酒津用水を渡って道なりに左折し、高梁川左岸の堤防上に登ります。この地域は中世末まで”吉備の穴海”とよばれる浅い海でした。江戸時代に入って開墾が進み、江戸時代中期にはすべてが陸地となっていきました。
堤防上を走る県道を渡り、高梁川の河川敷に降りていきます。開墾が進んでからは、高梁川はここより北の、現在の総社市清音のあたりで東西に分岐して、水江地区の東西を南に流れていました。
河川敷の道は、やがて行き止まりになります。ここで右折すると”水江の渡し”に向かう道に入ります。
右折して渡船場に向かいます。さて、高梁川は荒れ川で氾濫を繰り返し、住民を苦しめておりました。大正時代(1912-1925年)を通して行われた大改修工事を経て現在の高梁川になりました。氾濫が無くなり農業用水も安定的に供給されるようになりました。
幅2mぐらいの舗装された道が続きます。
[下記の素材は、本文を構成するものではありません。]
PR #5536, opened 2025-07-10
[DOC] document fitted attributes

Remi-Gau:
- Closes none but relates to https://github.com/nilearn/nilearn/issues/3428#issuecomment-3051938378

Changes proposed in this pull request:

- add a check for our image estimators to make sure their doc string details all the fitted attrributes (those that end in `_`)

PR #5557, opened 2025-08-07
[REF] turn "is_classification" and "clustering_percentile" into private properties

Remi-Gau:
- None but relates to https://github.com/nilearn/nilearn/pull/5536#issuecomment-3164167166

- change "is_classification" and "clustering_percentile" into properties
- is_classification can be inferred either from a private attribute that or from a tag
- "clustering_percentile" is only used for FREM decoders and should only be a public attribute for such classes


nilearn/decoding/decoder.py
```diff
@@ -352,7 +352,7 @@ def _parallel_fit(
     scorer,
     mask_img,
     class_index,
-    clustering_percentile,
+    clustering_percentile=100,
```
Remi-Gau:
```suggestion
    clustering_percentile,
```

nilearn/decoding/decoder.py
```diff
@@ -710,17 +720,28 @@ def fit(self, X, y, groups=None):
...
+            if (
+                hasattr(self, "clustering_percentile")
+                and self._clustering_percentile < 100
+            ):
+                clustering_percentile_msg = " and / or 'clustering_percentile'"
+            warning_msg = (
+                "The decoding model will be trained only "
+                f"on {n_final_features} features. "
+                f"{screening_percentile_msg}{clustering_percentile_msg}."
+            )
```
Remi-Gau, line 735: this mostly tries to refine the message:
- no point in mentioning things to raise above a 100%
- only mention clustering percentile for decoders that make use of it

nilearn/decoding/decoder.py
```diff
@@ -999,7 +1022,7 @@ def _fetch_parallel_fit_outputs(
     def _set_scorer(self):
         if self.scoring is not None:
             self.scorer_ = check_scoring(self.estimator_, self.scoring)
-        elif self.is_classification:
+        elif self.__sklearn_tags__().estimator_type == "classifier":
```
Remi-Gau:
```suggestion
        elif self._is_classification
```

nilearn/decoding/tests/test_decoder.py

しかし、高梁川の付け替えで土地を失った人は移住したため、家と農地や墓地が川の両側に分かれた人も出てきました。この人たちの通行のため、大正14(1925)年頃に、高梁川の両岸をつなぐ、たくさんの渡しがつくられました。
左に新しく架けられた橋梁が見えました。この橋は”水江の渡し”に替る新しい市道に架かっていて、この道が完成すれば、”水江の渡し”は廃止されることになっています。
正面に高梁川の水面が見え始めると、道は左にゆるくカーブします。その手前で、自転車に乗ったおじさんが追い越して行かれました。農作業ができるような道具を持っておられました。おじさんは、桟橋で自転車に施錠して道路の隅に置いてから、対岸に向かって「おーい!」と声をかけられました。
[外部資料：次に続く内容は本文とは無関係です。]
PR #5520, opened 2025-07-08
[MAINT] reduce warnings in doc build

Remi-Gau:
- Closes #

Changes proposed in this pull request:

-
-

PR #5561, opened 2025-08-08
[MAINT] use dataset metadata for examples instead of hard coded values

Remi-Gau:
- Closes none but relates to https://github.com/nilearn/nilearn/pull/5520#discussion_r2262056507

- move t_r and slice timing reference to dataset metadata

### DIFF
--- a/nilearn/datasets/func.py
+++ b/nilearn/datasets/func.py
@@ -95,13 +95,15 @@ def fetch_haxby(
             Paths to nifti with face-responsive brain regions.
 
         - 'mask_face_little': :obj:`list` of :obj:`str`.
-            Spatially more constrained version of the above.
+            Paths to nifti with face-responsive brain regions.
+            Spatially more constrained version of  ``mask_face``.
 
         - 'mask_house': :obj:`list` of :obj:`str`.
             Paths to nifti with house-responsive brain regions.
 
         - 'mask_house_little': :obj:`list` of :obj:`str`.
-            Spatially more constrained version of the above.
+            Paths to nifti with house-responsive brain regions.
+            Spatially more constrained version of ``mask_house``.
 
         - 't_r': :obj:`float`
             Repetition time of the functional data.
@@ -2866,13 +2868,13 @@ def fetch_spm_auditory(
         Dictionary-like object, the interest attributes are:
 
         - 'anat': :obj:`list` of :obj:`str`.
-            Path to anat image
+            Paths to anat images
 
         - 'func': :obj:`list` of :obj:`str`.
-            Path to functional image
+            Paths to functional images
 
         - 'events': :obj:`list` of :obj:`str`.
-            Path to events.tsv file
+            Paths to events.tsv files
 
         - 'description': :obj:`str`.
             Data description


Remi-Gau:
pretty sure that the ds000030 dataset we use also has a slice_time_ref of 0.5 as it was preprocessed with fmri prep: but I don't think we use it anywhere

emdupre:
I think this is a great addition, thank you @Remi-Gau !

My only question is on `slice_time_ref` ; we seem to include it in only `fetch_localizer_first_level` even though it's also known in the ADHD (and potentially the developmental) datasets. Does it make sense to include it as a dataset property only for this one dataset ? I know that we've tried to standardize the fetchers as possible, so I just wanted to double-check.

Remi-Gau:
> I think this is a great addition, thank you @Remi-Gau !
> 
> My only question is on `slice_time_ref` ; we seem to include it in only `fetch_localizer_first_level` even though it's also known in the ADHD (and potentially the developmental) datasets. Does it make sense to include it as a dataset property only for this one dataset ? I know that we've tried to standardize the fetchers as possible, so I just wanted to double-check.

yeah I need to double check for those datasets: could not easily find (or make decent assumption) about the slice timing ref

bthirion:
Actually, it is almost an arbitrary parameter. In most cases, it should be set to 0.5.

nilearn/datasets/func.py
```diff
@@ -77,22 +77,34 @@ def fetch_haxby(
...
-          Paths to nifti ventral temporal mask file.
+            Paths to nifti ventral temporal mask file.
+
         - 'mask_face': :obj:`list` of :obj:`str`.
-          Paths to nifti with face-responsive brain regions.
+            Paths to nifti with face-responsive brain regions.
+
         - 'mask_face_little': :obj:`list` of :obj:`str`.
-          Spatially more constrained version of the above.
+            Spatially more constrained version of the above.
```
hndgzkn:
```suggestion
            Paths to nifti with face-responsive brain regions.
            Spatially more constrained version of  ``mask_face``.
```

nilearn/datasets/func.py
```diff
@@ -77,22 +77,34 @@ def fetch_haxby(
...
+
         - 'mask_house': :obj:`list` of :obj:`str`.
-          Paths to nifti with house-responsive brain regions.
+            Paths to nifti with house-responsive brain regions.
+
         - 'mask_house_little': :obj:`list` of :obj:`str`.
-          Spatially more constrained version of the above.
+            Spatially more constrained version of the above.
```
hndgzkn:
```suggestion
            Paths to nifti with house-responsive brain regions.
            Spatially more constrained version of ``mask_house``.
```

nilearn/datasets/func.py
```diff
@@ -2828,10 +2864,21 @@ def fetch_spm_auditory(
...
-        - 'description': :obj:`str`. Data description
+
+        - 'anat': :obj:`list` of :obj:`str`.
+            Path to anat image
+
+        - 'func': :obj:`list` of :obj:`str`.
+            Path to functional image
+
+        - 'events': :obj:`list` of :obj:`str`.
+            Path to events.tsv file
```
hndgzkn:
```suggestion
        - 'anat': :obj:`list` of :obj:`str`.
            Paths to anat images

        - 'func': :obj:`list` of :obj:`str`.
            Paths to functional images

        - 'events': :obj:`list` of :obj:`str`.
            Paths to events.tsv files
```

hndgzkn (approved):
LGTM with minor suggestions.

対岸の倉敷市船穂町柳井原地区の桟橋付近です。吹き流しが泳ぎ、赤色灯が点滅していました。赤色灯の点滅は、渡し船が運航しているというサインです。桟橋の左側に渡し船が見えました。やがて、呼びかけた声が聞こえたのか、船頭さんが降りて来られました。おじさんが「赤色灯が点滅していたら船頭さんが詰所にいるから、手を振るか、声を出して呼ぶと降りてくるからな!」と教えてくださいました。
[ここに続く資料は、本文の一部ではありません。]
Issue #5558, opened 2025-08-07
allow to pass some parameters to the sklearn estimator that will be used by our decoders


Remi-Gau:
Is there a way to pass some parameters to the estimator that will be used to avoid having to silence warnings like this?

currently the estimator is initalised at fit time with max_iter=10000, but it could be easier for users to do:

```python
decoder = Decoder(
                estimator="svc",
                mask=mask_img,
                smoothing_fwhm=4,
                cv=3,
                standardize="zscore_sample",
                screening_percentile=sp,
                param_grid=param_grid,
                arg_estimator={"max_iter": 20000} # dict with args to estimator
            )
```

_Originally posted by @Remi-Gau in https://github.com/nilearn/nilearn/pull/5520#discussion_r2194804493_

Remi-Gau:
see also https://github.com/nilearn/nilearn/pull/5520#discussion_r2194810893

bthirion:
Agreed !

Remi-Gau:
- adapt the tests of some estimators to make sure they do not fail: https://github.com/nilearn/nilearn/pull/5566#discussion_r2276038829

PR #5566, opened 2025-08-08
[MAINT] check image estimator idempotence

Remi-Gau:
- Relates to #5444, #5447, #5446, #5445

-
-

### DIFF
--- a/nilearn/_utils/estimator_checks.py
+++ b/nilearn/_utils/estimator_checks.py
@@ -268,6 +268,9 @@ def return_expected_failed_checks(
         "check_fit_check_is_fitted": (
             "replaced by check_img_estimator_fit_check_is_fitted"
         ),
+        "check_fit_idempotent": (
+            "replaced by check_img_estimator_fit_idempotent"
+        ),
         "check_fit_score_takes_y": (
             "replaced by check_masker_fit_score_takes_y"
         ),
@@ -280,7 +283,6 @@ def return_expected_failed_checks(
         # has not yet been created.
         "check_estimators_nan_inf": "TODO",
         "check_estimators_overwrite_params": "TODO",
-        "check_fit_idempotent": "TODO",
         "check_methods_sample_order_invariance": "TODO",
         "check_methods_subset_invariance": "TODO",
         "check_positive_only_tag_during_fit": "TODO",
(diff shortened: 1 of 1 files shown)


.github/workflows/test_with_tox.yml
```diff
@@ -66,7 +66,7 @@ jobs:
         runs-on: ${{ matrix.os }}
 
         strategy:
-            fail-fast: true
+            fail-fast: false
```
bthirion: this is unrelated ?

nilearn/_utils/estimator_checks.py
```diff
@@ -940,6 +945,73 @@ def check_img_estimator_cache_warning(estimator) -> None:
...
+                tol = 2 * np.finfo(np.float64).eps
+
+            if (
+                isinstance(estimator, FREMClassifier)
+                and method == "decision_function"
+            ):
+                # TODO
+                # Fails for FREMClassifier
+                # mostly on Mac and sometimes linux
+                continue
```
bthirion, line 1176: I think that this is because the method is stochastic.

nilearn/_utils/estimator_checks.py
```diff
@@ -940,6 +945,73 @@ def check_img_estimator_cache_warning(estimator) -> None:
...
+
+            # TODO
+            # some estimator can return some pretty different results
+            # investigate why
```
bthirion, line 1180: Open an issue for that ?

.github/workflows/test_with_tox.yml
Remi-Gau: yeah I just wanted to see if there was some specifc pattern in the tests failure across OS / python: it needs to be reverted before merging

nilearn/_utils/estimator_checks.py
Remi-Gau: yeah that's what I thought and was about to ask about this

any way we can make this more reproducible?

bthirion: if you increase the number of iterations, it converges to something... but this is costly. 
The best short-term option is to relax the parameters that measure convergence.

nilearn/_utils/estimator_checks.py
Remi-Gau: see #5584

.github/workflows/test_with_tox.yml
```suggestion
            fail-fast: true
```

nilearn/_utils/estimator_checks.py
Remi-Gau: - I'd be tempted to wait until we have implemented https://github.com/nilearn/nilearn/issues/5558 . It will make it a lot easier to modify on the fly the parameters of the sklearn estimators we are using under the hood.

unless I am missing something about how to do this

bthirion: Makes sense.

船頭さんが桟橋に停まっていた渡し船をバックさせて方向転換させました。その後、渡し船はこちらに向かって来ました。船頭さんにお聞きしたところでは、渡し間の距離は、約46mぐらいだそうです。松山市の”三津の渡し”の半分ぐらいです。
1分ぐらいで到着しました。船頭さんは現在お二人がつとめておられ、月・水・金曜日と火・木・土曜日に別れて交代勤務をされているそうです。日曜日と祝日には運行されていません。
渡し船は対岸の船穂側に常駐しているそうです。また、船頭さんの詰所も船穂側にあるそうです。タイヤを並べた、桟橋の左側に着岸しました。
乗船するとすぐ出発しました。バックして方向転換した後、対岸に進んで行きます。写真の中央の柱の上に赤色灯がついています。
この写真は、到着した船穂側の桟橋から見た高梁川の上流付近です。中洲の両側からの流れが合流するためかなりの水量です。船頭さんによれば「合流地点の桟橋の前は深さ9mぐらいあるよ!」とのことでした。
上陸しました。一緒に渡ったおじさんは、船頭さんとも顔なじみの方でした。慣れた道をどんどん先に歩いて行かれました。
道標がありました。右の方に行くとハイキングコースがあるようです。そういえば、船頭さんは「ハイキングに行かれる方がよく乗船されますよ」と言っておられました。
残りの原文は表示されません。